I doubt you will find anything. Even tho coles is gone, the rights to the drawings and ability to produce castings for sale still belongs to the previous owner and should not be copied without his or her permission. If you find files on the internet they will most likely be illegal copies. One of the things I like about the model engineering community is there respect for copyrights of drawings created by other engineers. If we don't respect others work, most won't offer it for sale and we will have nothing to build.


----------



## johnmcc69

I totally agree with everything you said Steve. I think my post came across with the wrong message. I would never "pirate" copyrighted material or publish drawings without the original owners permission. I never had the intention of profiting off any of the plans I've posted & most likely never will.

 John


----------



## stevehuckss396

johnmcc69 said:


> I totally agree with everything you said Steve. I think my post came across with the wrong message. I would never "pirate" copyrighted material or publish drawings without the original owners permission. I never had the intention of profiting off any of the plans I've posted & most likely never will.
> 
> John



To be honest John I really didn't feel that you were asking for "pirate copies" of a any kind. I guess I was just trying to explain why they might not be found and it turned into an effort to educate the membership here a little bit. For instance I saw mention of "solidworks files" being looked for. If 3D files were found on one of the 3D file sites like GrabCad, the files are still illegal copies because the were created using the original drawings and are not original work. You cant take someones work and put it in another format (2D drawing to 3D model) and consider it "your" work and profit from it or just start giving it away for free. If I see those files on 3D file sharing sites I personally wont get them. I know how hard it is to find cool stuff to build and I don't want to discourage someone from publishing plans for sale thinking they will just get pirated. Again I said that that is one of the things I like about the "modeling community". I think the vast majority of the members here and modelers everywhere respect each others work and have no interest in that sort of activity. This is a great bunch of people and that includes you John. Sorry if I made you feel any less than that.


----------



## CFLBob

As probably the guy Steve's referring to, perhaps I should explain myself.  

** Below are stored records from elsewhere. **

PR #291, opened 2026-04-30
drm: fall back to first render node on single-renderD systems when parent-syspath match fails

### LINKED ISSUE #290: M-series Asahi: parent-syspath render-node match fails, renderer falls back to KMS fd (software rendering)
## Summary

On M-series Apple Silicon (Asahi Linux), aquamarine 0.11.0 attaches its renderer to `/dev/dri/card2` (apple-drm KMS, no userspace GL/EGL driver) instead of the asahi GPU's render node `/dev/dri/renderD128`. Mesa-EGL clients fall back to llvmpipe: Firefox WebRender drops to `(Software)`, YouTube fullscreen judders, Slack scroll is choppy. `zwp_linux_dmabuf_v1.main_device` advertises `0xE202` (= card2) instead of `0xE280` (= renderD128).

The same Hyprland 0.54.3 + aquamarine 0.11.0 binary works correctly on a different Asahi host (M2-class, different DT layout), confirming this is a device-pick issue, not a Mesa or Hyprland bug.

## Repro

- Apple M1 Pro (`apple,t6000`)
- Fedora Asahi Remix 43, kernel 6.19.13 asahi
- aquamarine 0.11.0, Hyprland 0.54.3
- Mesa 25.3.6

DRM topology:

```
card1: asahi (render-only, no KMS), parent: platform/soc/406400000.gpu
card2: apple-drm (KMS-only, no GL),  parent: platform/soc/soc:display-subsystem
renderD128: asahi GPU's render node
```

## Diagnosis

`Session.cpp::resolveMatchingRenderNode` matches a render node to the KMS device by parent-syspath. On this host the asahi GPU and apple-drm KMS device sit under different parent platform devices, so the match fails, `renderNodeFd` stays `-1`, and `DRM.cpp:622` attaches the renderer with `gpu->fd` (the apple-drm KMS fd, no GL driver):

```cpp
rendererState.renderer = CDRMRenderer::attempt(backend.lock(),
    gpu->renderNodeFd >= 0 ? gpu->renderNodeFd : gpu->fd);
```

Aquamarine startup log:

```
DEBUG aquamarine: drm: Enumerated device .../406400000.gpu/drm/card1
DEBUG aquamarine: libseat: Device /dev/dri/card1 does not support kms
ERR   aquamarine: drm: Skipping device .../card1, not a KMS device
DEBUG aquamarine: drm: Enumerated device .../soc:display-subsystem/drm/card2
DEBUG aquamarine: libseat: Device /dev/dri/card2 supports kms
[no "matching render node" log: renderNodeFd stays -1]
```

## What does NOT work

- **`AQ_DRM_DEVICES=cardN`** cannot include card1 (asahi): aquamarine pre-filters non-KMS devices via `openIfKMS()` before applying the explicit list. The list then logs `Explicit device /dev/dri/card1 not found`.
- **`AQ_DRM_DEVICES=/dev/dri/by-path/...`** mangles paths containing `:` (apple-drm's stable by-path is `platform-soc:display-subsystem-card`). The list parser splits on `:` first, then canonicalizes each fragment.

## What does work

Per @tempergate in #260, commit `2455556b426fd82e119e4c98c57fcd7a54625478` (immediately before #235 generalized parent matching) "works correctly" on M-series Asahi. That commit had PCI-specific match plus an unconditional first-renderD fallback. PCI match always failed on Asahi (no PCI parent), so the fallback ran and picked renderD128.

#237 tried to bring the fallback back, gated on `!isStandardBus` (standard = PCI || platform). Asahi is on platform bus, so the gate excluded us; that patch never could have helped here. #237 was then reverted by `8ed71bb` per #260 ("breaks M1/M2, potentially more split-node drivers").

## Proposed fix

Re-add a first-renderD fallback to `resolveMatchingRenderNode`, but only when the system has exactly one renderD node. Counting first makes Asahi succeed (single renderD128) while leaving multi-renderD systems on upstream's existing `gpu->fd`-as-renderer behavior. Multi-renderD configs (eGPU + iGPU, evdi, capture devices) cannot be disambiguated from this layer without more info, and picking the wrong one is plausibly what triggered #260's hyprpaper SIGABRT on `eglQueryDeviceStringEXT EGL_BAD_PARAMETER`. Counting avoids that class of regression.

Draft PR to follow.

I would appreciate a pointer from a maintainer to the specific failure mode that triggered the #260 revert. #237 did not run for platform-bus systems, so the M1/M2 break may have come from a separate change in the same window (e.g., the evdi-skip removal in #235's `scanGPUs`); confirming that would help land a robust fix.

## Workaround in the meantime

Building this patch locally on Fedora Asahi with a versionlocked source-build over `/usr/lib64/libaquamarine.so.0.11.0`. Confirmed: `main_device` flips to `0xE280`, Firefox WebRender goes hardware, YouTube fullscreen is native.

jwbron:
Re-adds the pre-#235 first-renderD fallback in `Session.cpp::resolveMatchingRenderNode`, scoped to systems with exactly one renderD node. Fixes #290.

## Why no bus gate (vs #237)

#237 was gated on `!isStandardBus` where standard = PCI || platform. Asahi GPUs are on the platform bus, so the gate excluded the M-series users who actually need this fallback. Removing the gate makes the fallback unconditional in principle.

## Why count then fall back (vs #237's revert)

#237 was reverted per #260 ("breaks M1/M2, potentially more split-node drivers"). The most plausible cause of the regression is the unconditional fallback opening a non-renderable renderD on multi-renderD setups (eGPU + iGPU, evdi, capture devices); that matches the symptom in #260's hyprpaper SIGABRT on `eglQueryDeviceStringEXT EGL_BAD_PARAMETER`.

Counting renderD nodes first and falling back only when there is exactly one means multi-renderD systems revert to upstream's current `gpu->fd`-as-renderer behavior. Single-renderD setups (Asahi being the canonical case) get the fix; ambiguous setups fail loud rather than guessing wrong.

## Tested

Apple M1 Pro / Fedora Asahi Remix 43 / Mesa 25.3.6:

- `wayland-info`: `zwp_linux_dmabuf_v1.main_device` flips from `0xE202` (apple-drm KMS, no GL) to `0xE280` (asahi `renderD128`).
- Firefox `about:support` Compositing: `WebRender` (no `(Software)`).
- YouTube fullscreen: native.
- Slack scroll: native.
- Aquamarine startup log: `drm: No matching render node for /sys/devices/platform/soc/soc:display-subsystem, falling back to sole renderD on the system: /dev/dri/renderD128`.

## Open question

Marked draft. Maintainer guidance appreciated on the specific failure mode that triggered the #260 revert. #237 did not actually run for platform-bus systems, so the M1/M2 break may have been from a separate change in the same window (e.g., the evdi-skip removal in #235's `scanGPUs`); confirming that would help judge whether this single-renderD scoping fully addresses the concern.

## Out of scope

- `AQ_DRM_DEVICES` `:` separator escaping (so by-path paths with colons parse correctly). Separate concern; not blocking this PR.

### DIFF
--- a/src/backend/Session.cpp
+++ b/src/backend/Session.cpp
@@ -205,6 +205,69 @@ void Aquamarine::CSessionDevice::resolveMatchingRenderNode(udev_device* cardDevi
         udev_device_unref(dev);
     }
 
+    // Re-add the pre-35fa4a9 first-renderD fallback for the case where
+    // parent-syspath matching fails. Required on split-node platforms
+    // like Apple Silicon, where the GPU and KMS device sit under
+    // different parent platform devices and the match never succeeds.
+    // Without this, DRM.cpp's renderer attach falls back to gpu->fd
+    // (the KMS device fd); on apple-drm that fd has no GL/EGL driver,
+    // so Mesa is forced to llvmpipe and the desktop runs in software.
+    //
+    // We only fall back when there is exactly one renderD on the
+    // system. Multi-renderD configs (eGPU + iGPU, evdi, capture
+    // devices) can't be disambiguated from this layer; picking the
+    // wrong one is what regressed PR #237 per #260 (hyprpaper SIGABRT
+    // on eglQueryDeviceStringEXT). Counting first lets Asahi succeed
+    // while leaving multi-renderD systems unchanged from upstream.
+    //
+    // Refs hyprwm/aquamarine#260 (M1/M2 reports), PR #237 (unconditional
+    // for non-standard buses, reverted by 8ed71bb), commit 2455556b
+    // (last known-good on M-series Asahi per the #260 thread).
+    if (renderNodeFd < 0) {
+        int renderDCount = 0;
+        udev_list_entry* countEntry = nullptr;
+        udev_list_entry_foreach(countEntry, devices) {
+            const auto* path = udev_list_entry_get_name(countEntry);
+            auto        dev  = udev_device_new_from_syspath(session->udevHandle, path);
+            if (!dev)
+                continue;
+            const auto* devnode = udev_device_get_devnode(dev);
+            const auto* devtype = udev_device_get_devtype(dev);
+            if (devnode && devtype && strcmp(devtype, "drm_minor") == 0 && strstr(devnode, "renderD"))
+                ++renderDCount;
+            udev_device_unref(dev);
+        }
+
+        if (renderDCount == 1) {
+            udev_list_entry* fbEntry = nullptr;
+            udev_list_entry_foreach(fbEntry, devices) {
+                const auto* fbPath = udev_list_entry_get_name(fbEntry);
+                auto        fbDev  = udev_device_new_from_syspath(session->udevHandle, fbPath);
+                if (!fbDev)
+                    continue;
+                const auto* fbDevnode = udev_device_get_devnode(fbDev);
+                const auto* fbDevtype = udev_device_get_devtype(fbDev);
+                if (!fbDevnode || !fbDevtype || strcmp(fbDevtype, "drm_minor") != 0 || !strstr(fbDevnode, "renderD")) {
+                    udev_device_unref(fbDev);
+                    continue;
+                }
+                renderNodeFd = open(fbDevnode, O_RDWR | O_CLOEXEC);
+                if (renderNodeFd >= 0) {
+                    session->backend->log(AQ_LOG_WARNING,
+                        std::format("drm: No matching render node for {}, falling back to sole renderD on the system: {}",
+                            parentSyspath ? parentSyspath : "(unknown)", fbDevnode));
+                    udev_device_unref(fbDev);
+                    break;
+                }
+                udev_device_unref(fbDev);
+            }
+        } else if (renderDCount > 1) {
+            session->backend->log(AQ_LOG_WARNING,
+                std::format("drm: No matching render node for {}, refusing to guess among {} renderD candidates; leaving renderer to fall through to KMS fd (may force software rendering; set AQ_DRM_DEVICES to disambiguate)",
+                    parentSyspath ? parentSyspath : "(unknown)", renderDCount));
+        }
+    }
+
     udev_enumerate_unref(enumerate);
 }
 


uorbe001:
I've just built and tested this, and I can confirm this does fix the performance issues on asahi M1 too, so this and #289 both work, I suppose a maintainer should pitch in and decide which one is preferable? Thank you for these fixes btw.

tempergate:
> I've just built and tested this, and I can confirm this does fix the performance issues on asahi M1 too, so this and #289 both work, I suppose a maintainer should pitch in and decide which one is preferable? Thank you for these fixes btw.

I'm confirming the same, using asahi kernel under NixOS

ywaf:
build and tested, patch works well. Thank you :)

"m1 pro" macbook pro fc43.

vaxerski (commented):
generally looks good. I can't test or verify as I don't use fruity hardware. I don't see how this could pose a real problem either

vaxerski:
not merging as draft

jwbron:
Marked this as ready. I've been running this for about a week now with no issues.

vaxerski (approved):

waltmck:
I still see [this problem](https://github.com/hyprwm/Hyprland/discussions/11398) with OpenGL not working on the following Hyprland version:
```
Hyprland 0.55.1 built from branch v0.55.1-b at commit a47147bc095e5b3be3eb8bd04f0ac242b968cd4d clean ([gha] Nix: update inputs).
Date: 2026-05-13
Tag: v0.55.1, commits: -1

Libraries:
Hyprgraphics: built against 0.5.1, system has unknown
Hyprutils: built against 0.13.1, system has unknown
Hyprcursor: built against 0.1.13, system has unknown
Hyprlang: built against 0.6.8, system has unknown
Aquamarine: built against 0.11.0, system has unknown

Version ABI string: a47147bc095e5b3be3eb8bd04f0ac242b968cd4d_aq_0.11_hu_0.13_hg_0.5_hc_0.1_hlg_0.6
flags set:
nix
```

The date on that commit is after the date this was merged. Either Hyprland isn't using a recent enough aquamarine, or this commit did not fix that issue.

Edit: this issue persists even when using the latest version of aquamarine with Nix flake inputs:
```
inputs.hyprland = {
  url = "git+https://github.com/hyprwm/Hyprland?submodules=1";
  inputs.nixpkgs.follows = "nixpkgs";
  inputs.aquamarine.follows = "aquamarine";
};

inputs.aquamarine = {
  url = "github:hyprwm/aquamarine";
  inputs.nixpkgs.follows = "nixpkgs";
};
```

My background is that I'm not a lawyer, but I have a patent under my name.  That patent was assigned to my employer at the time per our employment agreement.  I have also written a very large piece of electronic design software on my own (that is, at home) that I give away the executable form but not the source code.  I want to keep the copyright so that someone else doesn't release it under their name.  

What I was told was that patents and copyrights work essentially the same way.  US patent/copyright law is based on harm to the patent/copyright holder, and that means taking sales away by selling copies.   If I buy a book and want to copy it for my own use, I can do that as long as I never sell it to someone else.  I've copied pages out of books to use in the shop so that when they get oil on them, my expensive book doesn't get damaged. I believe that's fully legal under "fair use". 

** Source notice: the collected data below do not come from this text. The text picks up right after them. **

PR #296, opened 2026-05-09
backend: avoid duplicate auto-named outputs

### LINKED ISSUE #185: `hyprctl output` allows creation of duplicate output names
### Regression:
No
### Version:
```
Hyprland 0.49.0 built from branch main at commit 6a5f4f5954a64bac718e3938f062d045256e7aeb  (Nix: fix overlay application).
Date: Sat Jul 5 13:18:38 2025
Tag: v0.49.0-145-g6a5f4f59, commits: 6243
built against:
 aquamarine 0.8.0
 hyprlang 0.6.3
 hyprutils 0.8.0
 hyprcursor 0.1.12
 hyprgraphics 0.1.4


flags set:
debug
```

### Description:
if you create an output with the name that will be auto generated the next time, and then create another output with an auto generated name, you get two outputs with the same name, which shouldn't happen according to wayland spec

- the check in [HyprCtl.cpp](https://github.com/hyprwm/Hyprland/blob/main/src/debug/HyprCtl.cpp#L1460-L1461) is skipped because no name is passed when creating the second output
- [backend/Wayland.cpp](https://github.com/hyprwm/aquamarine/blob/main/src/backend/Wayland.cpp#L143) does not catch this
- all of this also applies to headless outputs
- i didn't experience a crash or anything, it is just annoying
- sry if i should have created this issue in the Hyprland repo, i just felt like the relevant check should be added to aquamarine so that is where i created the issue

Image

### Steps to reproduce:
```bash
# start new Hyprland instance on wayland backend
# make sure there is exactly one output named WAYLAND-1

hyprctl output create wayland WAYLAND-2
hyprctl output create wayland # this creates another output called WAYLAND-2

hyprctl monitors # see that you have two outputs with the same name
```

UncleJ4ck:
Both the wayland and headless backends generated `WAYLAND-N` / `HEADLESS-N`
auto names from a monotonic counter without checking for existing
outputs. If a user creates an output with an explicit name that matches
a future counter slot (e.g. `hyprctl output create wayland WAYLAND-2`),
the next auto-named output collides on the same name.

Skip past any taken slot when generating an auto name, and reject
explicit creates whose name is already in use.

Fixes #185.

### DIFF
--- a/src/backend/Headless.cpp
+++ b/src/backend/Headless.cpp
@@ -175,7 +175,19 @@ std::vector<SDRMFormat> Aquamarine::CHeadlessBackend::getCursorFormats() {
 }
 
 bool Aquamarine::CHeadlessBackend::createOutput(const std::string& name) {
-    auto output = SP<CHeadlessOutput>(new CHeadlessOutput(name.empty() ? std::format("HEADLESS-{}", ++outputIDCounter) : name, self.lock()));
+    std::string outputName = name;
+    if (outputName.empty()) {
+        // skip past any auto-name slots already claimed by an explicit createOutput,
+        // so we never hand out a duplicate HEADLESS-N (see #185).
+        do {
+            outputName = std::format("HEADLESS-{}", ++outputIDCounter);
+        } while (std::ranges::any_of(outputs, [&outputName](const auto& o) { return o->name == outputName; }));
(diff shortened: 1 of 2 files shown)


vaxerski (approved):
even though I'd classify this as a user-problem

When I copy a few pages out of a book I bought, have I hurt the company that holds the copyright?  It's possible if I had my book in the shop, I might have damaged it and bought a second copy.  I also might have said, "oh, well, now it has oil on it" and not replaced the book.  Our legal system typically considers the losses from not selling a single copy to be negligible.   

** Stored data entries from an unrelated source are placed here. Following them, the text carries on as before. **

PR #299, opened 2026-05-09
treewide: move Math.{hpp,cpp} from backend/drm to utils

UncleJ4ck:
The matrix helpers in `src/backend/drm/Math.{hpp,cpp}` are not DRM-specific.
The header had a long-standing FIXME asking to move them under utils where
generic helpers live alongside `FormatUtils` and `Shared`.

Move `src/backend/drm/Math.cpp` -> `src/utils/Math.cpp` and
`src/backend/drm/Math.hpp` -> `src/include/Math.hpp`. `Renderer.cpp`'s
`#include "Math.hpp"` still resolves through the existing `src/include`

Since nobody is selling the prints now, how could copying them harm the copyright holder?  There's a swamp of legalese between copyright holders dying, or going out of business or just being unidentifiable.  This could be under the law of "Orphan Works" or it could be that the copyright was assigned to someone and they aren't tracking use or don't care about it at all.  

If someone knows if there's a copyright holder and if they intend to sell that to someone else, that would be a great answer.


----------



## johnmcc69

No worries Steve. It's because of the ethical morals of the members here that make this a pretty cool place.

 Always something new to see & learn. George did a great job on the Holt, as well as every other project he puts his hands on.

 Cheers gentlemen!

 John


----------



## stevehuckss396

"Since nobody is selling the prints now, how could copying them harm the copyright holder?"

Two things come to mind. One, the person who owns them may just be restructuring the business and intends to resume sale of the drawings. Two, the person may be retired because of age and is trying to find someone to purchase the design. If the internet is flooded with the design offered for free the "rights" would be worthless.

Again i'm not judging anyone or telling anyone what to do. How about we just let it go as to not muddy up Georges thread any further. George, my apologies.


----------



## CFLBob

stevehuckss396 said:


> ...
> 
> Two things come to mind. One, the person who owns them may just be restructuring the business and intends to resume sale of the drawings. Two, the person may be retired because of age and is trying to find someone to purchase the design. If the internet is flooded with the design offered for free the "rights" would be worthless.



This is primarily what I'm trying to find out.  Given my abilities (or lack thereof) I'd like to see what's entailed.  It might be so far over my head that the question is meaningless and will be for years. 



stevehuckss396 said:


> Again i'm not judging anyone or telling anyone what to do. How about we just let it go as to not muddy up Georges thread any further. George, my apologies.



Agreed, and my apologies, too, George.


----------



## rac37

I have a set of plans and instructions that I purchased from Coles a number of years ago. Thought I might get a set of 
castings to build that engine but never worked out. Would be glad to share, loan or gift to someone if they are interested.
Not sure how well they would copy but that may not be proper anyway.

Bob


----------



## Modelman

I completed my Holt several years ago. I also didn't like the crankcase procedure so I ordered an extra one from Coles when they were still Ventura for $30. Split them both and made one bolt together. Worked out very well. Much better. I too am sorry that Coles went extinct.      Larry


----------